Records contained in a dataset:
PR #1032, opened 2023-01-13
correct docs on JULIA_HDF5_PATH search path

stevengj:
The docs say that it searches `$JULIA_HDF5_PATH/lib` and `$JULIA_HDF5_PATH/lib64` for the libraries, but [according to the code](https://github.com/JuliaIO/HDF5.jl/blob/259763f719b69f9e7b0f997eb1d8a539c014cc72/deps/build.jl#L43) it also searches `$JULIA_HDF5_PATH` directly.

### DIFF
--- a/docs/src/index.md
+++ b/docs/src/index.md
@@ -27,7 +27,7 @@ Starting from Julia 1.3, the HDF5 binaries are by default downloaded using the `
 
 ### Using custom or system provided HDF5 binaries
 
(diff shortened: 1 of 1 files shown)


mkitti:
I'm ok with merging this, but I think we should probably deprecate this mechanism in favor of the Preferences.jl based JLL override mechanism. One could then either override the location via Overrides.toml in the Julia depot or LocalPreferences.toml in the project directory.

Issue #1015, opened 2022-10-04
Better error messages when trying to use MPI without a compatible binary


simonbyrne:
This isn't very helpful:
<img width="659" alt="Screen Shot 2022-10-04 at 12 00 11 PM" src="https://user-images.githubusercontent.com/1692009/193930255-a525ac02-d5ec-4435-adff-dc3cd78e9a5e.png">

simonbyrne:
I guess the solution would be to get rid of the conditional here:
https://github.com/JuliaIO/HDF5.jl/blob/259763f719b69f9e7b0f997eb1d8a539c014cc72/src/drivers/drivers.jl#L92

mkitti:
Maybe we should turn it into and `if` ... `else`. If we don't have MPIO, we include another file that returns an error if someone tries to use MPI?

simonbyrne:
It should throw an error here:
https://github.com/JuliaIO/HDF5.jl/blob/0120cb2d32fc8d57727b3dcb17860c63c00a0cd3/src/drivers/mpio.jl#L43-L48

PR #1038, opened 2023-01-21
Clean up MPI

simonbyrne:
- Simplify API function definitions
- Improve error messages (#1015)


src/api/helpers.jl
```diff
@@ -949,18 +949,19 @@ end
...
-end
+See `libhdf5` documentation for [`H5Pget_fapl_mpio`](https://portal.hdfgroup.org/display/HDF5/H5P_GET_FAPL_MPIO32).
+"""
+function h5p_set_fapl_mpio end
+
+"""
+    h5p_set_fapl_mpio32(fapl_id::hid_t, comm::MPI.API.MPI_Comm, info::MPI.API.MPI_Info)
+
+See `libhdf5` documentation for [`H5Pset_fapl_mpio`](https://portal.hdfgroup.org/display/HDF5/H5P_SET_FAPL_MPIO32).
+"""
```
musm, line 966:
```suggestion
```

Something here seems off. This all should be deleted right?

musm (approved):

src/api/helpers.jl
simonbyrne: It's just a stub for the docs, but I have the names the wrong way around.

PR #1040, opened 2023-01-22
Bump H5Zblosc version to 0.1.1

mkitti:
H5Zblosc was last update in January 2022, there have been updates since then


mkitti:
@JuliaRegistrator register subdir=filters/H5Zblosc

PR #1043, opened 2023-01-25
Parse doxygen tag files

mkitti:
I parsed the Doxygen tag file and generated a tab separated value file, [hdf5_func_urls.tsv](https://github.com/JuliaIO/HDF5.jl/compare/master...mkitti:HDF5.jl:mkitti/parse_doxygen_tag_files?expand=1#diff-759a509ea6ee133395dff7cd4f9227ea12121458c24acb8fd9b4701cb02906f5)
...
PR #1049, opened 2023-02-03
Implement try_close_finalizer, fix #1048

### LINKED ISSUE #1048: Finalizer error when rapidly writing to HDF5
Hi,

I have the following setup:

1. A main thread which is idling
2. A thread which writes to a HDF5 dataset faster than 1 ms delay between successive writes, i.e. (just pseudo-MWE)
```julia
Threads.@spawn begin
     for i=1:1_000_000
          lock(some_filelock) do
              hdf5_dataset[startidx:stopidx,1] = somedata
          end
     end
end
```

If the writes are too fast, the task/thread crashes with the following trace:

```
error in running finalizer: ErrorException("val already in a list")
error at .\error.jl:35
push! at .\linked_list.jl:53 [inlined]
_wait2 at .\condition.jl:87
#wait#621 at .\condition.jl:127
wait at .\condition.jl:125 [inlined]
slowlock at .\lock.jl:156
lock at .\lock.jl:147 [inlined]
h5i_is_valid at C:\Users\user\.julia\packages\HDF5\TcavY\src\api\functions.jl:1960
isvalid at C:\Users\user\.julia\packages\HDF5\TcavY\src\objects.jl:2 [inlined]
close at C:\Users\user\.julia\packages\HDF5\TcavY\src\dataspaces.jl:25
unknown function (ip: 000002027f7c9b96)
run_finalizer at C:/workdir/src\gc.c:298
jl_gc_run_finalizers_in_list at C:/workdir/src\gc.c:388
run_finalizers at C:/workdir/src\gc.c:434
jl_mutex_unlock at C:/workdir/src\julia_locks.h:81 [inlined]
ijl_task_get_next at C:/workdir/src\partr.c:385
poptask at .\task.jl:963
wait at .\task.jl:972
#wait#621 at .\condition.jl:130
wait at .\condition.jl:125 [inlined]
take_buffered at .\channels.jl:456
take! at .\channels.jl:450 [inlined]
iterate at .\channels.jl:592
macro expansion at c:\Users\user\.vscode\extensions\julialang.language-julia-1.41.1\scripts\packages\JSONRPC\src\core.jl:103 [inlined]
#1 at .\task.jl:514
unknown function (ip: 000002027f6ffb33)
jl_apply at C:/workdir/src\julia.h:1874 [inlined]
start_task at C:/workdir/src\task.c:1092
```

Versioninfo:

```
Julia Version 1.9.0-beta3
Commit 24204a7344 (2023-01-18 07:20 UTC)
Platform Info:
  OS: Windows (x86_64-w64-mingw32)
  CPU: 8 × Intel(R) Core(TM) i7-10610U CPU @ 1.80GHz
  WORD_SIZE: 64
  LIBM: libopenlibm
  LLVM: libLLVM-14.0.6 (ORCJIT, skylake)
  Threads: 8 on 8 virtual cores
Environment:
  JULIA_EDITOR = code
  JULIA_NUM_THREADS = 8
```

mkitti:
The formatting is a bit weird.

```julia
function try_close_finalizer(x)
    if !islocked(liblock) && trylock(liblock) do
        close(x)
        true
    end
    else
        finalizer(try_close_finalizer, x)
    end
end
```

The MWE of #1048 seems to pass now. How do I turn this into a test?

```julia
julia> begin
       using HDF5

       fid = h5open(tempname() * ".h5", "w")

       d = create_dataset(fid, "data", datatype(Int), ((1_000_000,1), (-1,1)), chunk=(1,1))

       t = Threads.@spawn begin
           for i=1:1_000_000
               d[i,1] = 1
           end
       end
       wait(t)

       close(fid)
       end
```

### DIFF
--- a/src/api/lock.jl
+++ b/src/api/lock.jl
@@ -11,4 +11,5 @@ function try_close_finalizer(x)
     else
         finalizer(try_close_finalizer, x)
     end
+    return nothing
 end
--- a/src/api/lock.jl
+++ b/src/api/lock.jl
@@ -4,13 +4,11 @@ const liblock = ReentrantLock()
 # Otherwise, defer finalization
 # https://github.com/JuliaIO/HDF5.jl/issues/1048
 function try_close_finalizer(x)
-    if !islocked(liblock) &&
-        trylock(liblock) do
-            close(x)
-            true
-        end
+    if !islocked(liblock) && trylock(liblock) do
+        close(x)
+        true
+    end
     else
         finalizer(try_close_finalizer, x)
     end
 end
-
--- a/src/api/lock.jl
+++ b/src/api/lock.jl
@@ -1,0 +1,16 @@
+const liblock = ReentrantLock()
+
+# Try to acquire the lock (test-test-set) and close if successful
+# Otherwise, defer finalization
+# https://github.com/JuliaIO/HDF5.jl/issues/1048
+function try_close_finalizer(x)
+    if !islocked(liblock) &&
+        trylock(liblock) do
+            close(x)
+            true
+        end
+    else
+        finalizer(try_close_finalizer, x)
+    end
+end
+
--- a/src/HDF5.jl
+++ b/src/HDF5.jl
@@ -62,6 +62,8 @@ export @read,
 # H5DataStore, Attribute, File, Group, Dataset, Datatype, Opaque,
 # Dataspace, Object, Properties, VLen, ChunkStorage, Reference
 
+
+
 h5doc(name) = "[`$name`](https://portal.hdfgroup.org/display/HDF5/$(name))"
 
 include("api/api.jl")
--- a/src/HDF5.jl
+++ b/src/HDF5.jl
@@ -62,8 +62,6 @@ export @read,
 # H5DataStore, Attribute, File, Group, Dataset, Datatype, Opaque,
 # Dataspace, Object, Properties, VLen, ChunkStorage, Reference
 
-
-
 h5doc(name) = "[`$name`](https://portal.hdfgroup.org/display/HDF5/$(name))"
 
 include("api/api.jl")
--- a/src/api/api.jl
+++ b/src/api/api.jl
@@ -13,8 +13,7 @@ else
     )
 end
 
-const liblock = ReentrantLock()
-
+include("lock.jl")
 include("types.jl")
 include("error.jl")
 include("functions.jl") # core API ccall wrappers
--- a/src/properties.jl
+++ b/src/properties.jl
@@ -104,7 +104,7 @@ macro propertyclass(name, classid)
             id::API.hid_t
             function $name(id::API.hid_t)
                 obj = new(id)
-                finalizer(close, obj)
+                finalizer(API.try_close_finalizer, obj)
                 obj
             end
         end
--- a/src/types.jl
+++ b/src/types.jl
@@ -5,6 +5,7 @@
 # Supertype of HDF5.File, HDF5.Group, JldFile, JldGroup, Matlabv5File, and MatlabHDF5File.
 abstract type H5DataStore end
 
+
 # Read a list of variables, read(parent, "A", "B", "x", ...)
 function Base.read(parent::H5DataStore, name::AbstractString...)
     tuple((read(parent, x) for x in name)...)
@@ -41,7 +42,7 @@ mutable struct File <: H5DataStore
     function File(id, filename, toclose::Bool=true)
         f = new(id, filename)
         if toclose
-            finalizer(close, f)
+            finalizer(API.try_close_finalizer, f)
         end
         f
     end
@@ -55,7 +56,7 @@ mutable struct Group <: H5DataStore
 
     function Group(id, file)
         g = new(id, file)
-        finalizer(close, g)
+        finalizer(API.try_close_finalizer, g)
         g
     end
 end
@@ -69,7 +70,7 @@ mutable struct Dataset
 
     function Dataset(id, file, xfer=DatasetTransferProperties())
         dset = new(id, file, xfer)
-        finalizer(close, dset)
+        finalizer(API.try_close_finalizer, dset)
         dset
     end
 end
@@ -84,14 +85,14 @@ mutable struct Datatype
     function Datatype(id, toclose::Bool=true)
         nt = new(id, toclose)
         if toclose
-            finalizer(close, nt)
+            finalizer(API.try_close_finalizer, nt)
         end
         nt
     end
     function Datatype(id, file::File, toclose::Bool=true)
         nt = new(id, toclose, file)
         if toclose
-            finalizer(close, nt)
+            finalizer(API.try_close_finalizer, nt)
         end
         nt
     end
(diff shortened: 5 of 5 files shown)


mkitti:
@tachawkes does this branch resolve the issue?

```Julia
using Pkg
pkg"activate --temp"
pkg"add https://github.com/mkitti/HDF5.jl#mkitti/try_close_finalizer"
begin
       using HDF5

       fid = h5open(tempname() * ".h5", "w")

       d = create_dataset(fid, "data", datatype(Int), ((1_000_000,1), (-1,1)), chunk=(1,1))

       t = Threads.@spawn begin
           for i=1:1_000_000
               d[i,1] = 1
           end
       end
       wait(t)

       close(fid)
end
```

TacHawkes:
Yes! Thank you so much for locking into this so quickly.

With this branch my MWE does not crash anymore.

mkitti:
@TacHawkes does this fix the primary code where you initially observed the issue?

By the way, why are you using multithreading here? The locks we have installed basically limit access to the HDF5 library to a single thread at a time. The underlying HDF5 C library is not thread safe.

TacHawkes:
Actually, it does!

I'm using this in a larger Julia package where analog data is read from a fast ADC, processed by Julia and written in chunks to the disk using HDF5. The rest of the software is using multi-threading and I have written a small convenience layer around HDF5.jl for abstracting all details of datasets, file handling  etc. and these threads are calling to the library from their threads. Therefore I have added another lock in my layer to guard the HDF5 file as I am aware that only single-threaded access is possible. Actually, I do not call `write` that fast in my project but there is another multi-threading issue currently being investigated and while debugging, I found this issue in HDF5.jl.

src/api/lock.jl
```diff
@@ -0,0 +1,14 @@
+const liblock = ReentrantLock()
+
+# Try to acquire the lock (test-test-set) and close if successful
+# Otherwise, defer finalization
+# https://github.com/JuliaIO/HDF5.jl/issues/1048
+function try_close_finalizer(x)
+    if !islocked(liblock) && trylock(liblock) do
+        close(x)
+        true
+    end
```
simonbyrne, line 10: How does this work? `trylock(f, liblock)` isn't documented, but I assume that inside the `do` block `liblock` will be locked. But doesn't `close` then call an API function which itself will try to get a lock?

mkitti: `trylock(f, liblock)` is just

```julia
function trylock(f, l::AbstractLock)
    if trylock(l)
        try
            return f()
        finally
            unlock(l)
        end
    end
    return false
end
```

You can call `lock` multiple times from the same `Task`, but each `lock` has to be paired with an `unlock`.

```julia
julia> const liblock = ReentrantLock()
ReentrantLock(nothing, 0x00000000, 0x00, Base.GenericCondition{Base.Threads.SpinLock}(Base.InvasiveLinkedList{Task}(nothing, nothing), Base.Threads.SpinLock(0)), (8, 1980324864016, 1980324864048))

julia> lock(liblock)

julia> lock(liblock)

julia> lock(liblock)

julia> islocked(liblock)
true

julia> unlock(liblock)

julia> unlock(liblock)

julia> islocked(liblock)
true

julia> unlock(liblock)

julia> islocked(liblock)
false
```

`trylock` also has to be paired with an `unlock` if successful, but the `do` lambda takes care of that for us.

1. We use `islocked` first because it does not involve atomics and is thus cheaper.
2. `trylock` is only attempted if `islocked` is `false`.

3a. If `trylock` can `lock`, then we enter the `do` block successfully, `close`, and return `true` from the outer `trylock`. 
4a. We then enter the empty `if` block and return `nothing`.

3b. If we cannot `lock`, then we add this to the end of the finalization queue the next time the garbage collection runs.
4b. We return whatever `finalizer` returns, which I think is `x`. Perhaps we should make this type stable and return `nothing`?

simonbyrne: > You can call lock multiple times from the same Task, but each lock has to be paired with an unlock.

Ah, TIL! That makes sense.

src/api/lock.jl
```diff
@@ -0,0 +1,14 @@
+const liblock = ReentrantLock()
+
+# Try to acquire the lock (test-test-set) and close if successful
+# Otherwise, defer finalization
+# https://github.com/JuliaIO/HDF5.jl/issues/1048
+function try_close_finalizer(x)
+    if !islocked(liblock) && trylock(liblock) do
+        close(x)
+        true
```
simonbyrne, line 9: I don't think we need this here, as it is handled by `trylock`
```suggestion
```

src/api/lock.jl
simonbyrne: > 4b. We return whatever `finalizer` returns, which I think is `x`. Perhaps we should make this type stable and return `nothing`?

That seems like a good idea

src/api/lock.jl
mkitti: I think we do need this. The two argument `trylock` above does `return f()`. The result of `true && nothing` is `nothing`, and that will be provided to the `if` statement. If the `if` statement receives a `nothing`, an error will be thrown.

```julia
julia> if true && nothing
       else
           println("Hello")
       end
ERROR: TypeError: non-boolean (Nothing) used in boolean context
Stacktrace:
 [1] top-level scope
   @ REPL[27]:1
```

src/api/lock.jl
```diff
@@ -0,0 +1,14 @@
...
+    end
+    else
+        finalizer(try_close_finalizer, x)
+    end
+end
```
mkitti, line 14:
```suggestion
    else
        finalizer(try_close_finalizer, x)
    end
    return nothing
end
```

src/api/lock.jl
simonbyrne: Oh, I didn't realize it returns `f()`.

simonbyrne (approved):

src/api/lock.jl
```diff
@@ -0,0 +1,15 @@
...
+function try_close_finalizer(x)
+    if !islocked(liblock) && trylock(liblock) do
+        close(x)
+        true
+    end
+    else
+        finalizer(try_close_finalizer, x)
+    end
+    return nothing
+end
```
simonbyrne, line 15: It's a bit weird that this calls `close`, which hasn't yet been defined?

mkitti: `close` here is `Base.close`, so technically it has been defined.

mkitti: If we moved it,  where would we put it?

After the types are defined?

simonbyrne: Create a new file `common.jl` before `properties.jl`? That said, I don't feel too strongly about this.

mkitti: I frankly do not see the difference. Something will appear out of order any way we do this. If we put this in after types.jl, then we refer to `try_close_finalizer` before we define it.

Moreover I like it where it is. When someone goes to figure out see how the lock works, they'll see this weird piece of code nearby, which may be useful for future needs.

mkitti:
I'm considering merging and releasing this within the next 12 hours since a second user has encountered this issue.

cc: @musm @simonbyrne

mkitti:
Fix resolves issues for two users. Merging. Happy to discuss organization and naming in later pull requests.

▶ [EXERCISE GOAL]:
Scan the records for the word "which", and copy each line where it is found.

▶ [WRITTEN ANSWER]:
1. A main thread which is idling
2. A thread which writes to a HDF5 dataset faster than 1 ms delay between successive writes, i.e. (just pseudo-MWE)
simonbyrne, line 10: How does this work? `trylock(f, liblock)` isn't documented, but I assume that inside the `do` block `liblock` will be locked. But doesn't `close` then call an API function which itself will try to get a lock?
4b. We return whatever `finalizer` returns, which I think is `x`. Perhaps we should make this type stable and return `nothing`?
simonbyrne: > 4b. We return whatever `finalizer` returns, which I think is `x`. Perhaps we should make this type stable and return `nothing`?
simonbyrne, line 15: It's a bit weird that this calls `close`, which hasn't yet been defined?
Moreover I like it where it is. When someone goes to figure out see how the lock works, they'll see this weird piece of code nearby, which may be useful for future needs.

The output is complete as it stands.